# Mein Google Problem



## zotos (27 April 2007)

Also ich würde ja nach dem Phänomän googlen aber das geht gerade bei mir nicht ;o(

Also ich kann von meinem Rechner aus von Zeit zu Zeit diw Google Seite nicht erreichen. Alle anderen Webseiten die ich versuche zu erreichen gehen... nur Goggle leider nicht.
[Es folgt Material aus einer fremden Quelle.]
PR #87, opened 2019-01-15
scripts: changes in Make file to run UT

### LINKED ISSUE #85: Unit test failing in CI
- The init() present in : kubeedge/pkg/edgehub/config/config.go, will panic if "kubeedge/pkg/edgehub/config" is imported. 

- This is due to the fact that the binaries are built & run at a temporary location where the config files are not present.

- Thus, it will cause the unit tests to fail before it even has a chance to execute

srivatsav123:
Made changes in make file to add env variable to fix UT panic

Fixes #85

### DIFF
--- a/Makefile
+++ b/Makefile
@@ -13,6 +13,7 @@ else
 endif
 
 test:
+	export GOARCHAIUS_CONFIG_PATH=$(CURDIR)
 	find ${TEST_DIR} -name "*_test.go"|xargs -i dirname {}|uniq|xargs -i go test ${T} {}
 
 # verify


sids-b:
beehive config/config.go has below function
```go
// Get the configuration file path
func GetConfigDirectory() string {
	if config, err := CONFIG.GetValue(PARAMETER_CONFIG_PATH).ToString(); err == nil {
		return config
	}

	if config, err := CONFIG.GetValue(ENVIRONMENTAL_CONFIG_PATH).ToString(); err == nil {
		return config
	}

	return util.GetCurrentDirectory()
}
```
and the constants are 
```go
PARAMETER_CONFIG_PATH     = "config-path"
ENVIRONMENTAL_CONFIG_PATH = "GOARCHAIUS_CONFIG_PATH"
```
We are setting the environmental variable GOARCHAIUS_CONFIG_PATH so that we get the correct config directly and we load the config files correctly and not panic in init() functions of source code before running the Unit Tests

Anstelle von der Google Startseite sehe ich zurzeit: Eine Confixx-Seite die mir folgendes sagt: "Die Domain www.google.de ist nicht verfügbar." von allen anderen Rehnern im Haus gehts und alle hängen hinter dem selben Router haben das gleich OS (Win2000) und den gleichen Virenscanner (AntiVir).

Was kann das sein?

Ich nutze Firefox 1.5.0.11 aber unter dem IE 6.0 funzt es auch nicht ;o(

Ich teste es jetzt noch mal nach einem Neustart.


----------



## zotos (27 April 2007)

Nach neustart vom Rechner gehts wieder


----------



## zotos (27 April 2007)

Jetzt mit Google habe ich folgendes gefunden:
http://www.zockernetz.de/windows-probleme/6233-google-geht-nicht.html


----------



## crash (27 April 2007)

Wie wäre es mal mit nem Update für Firefox?
*Deine Version ist so was von alt!
*Aktuell ist Version 2.0.0.3


----------



## zotos (27 April 2007)

crash schrieb:


> Wie wäre es mal mit nem Update für Firefox?
> *Deine Version ist so was von alt!
> *Aktuell ist Version 2.0.0.3



Das kann aber nicht das Problem sein da es auf den anderen Rechnern mit dem gleichen alten Firefox geht und auf meinem Rechner auch nicht mit dem IE 6.0

Ich werde es aber schon noch klären zur Not kommt doch Linux drauf ;o)


----------



## nade (28 April 2007)

Ähnliches Prob mal mit anderen seiten gehabt, und bin hin und mehrfach Altualisieren geklickt dann war sie da. Anscheinend einmal vorgekommen und Firefox glaubt ehr dem Cache und bringt wieder die Seite.


----------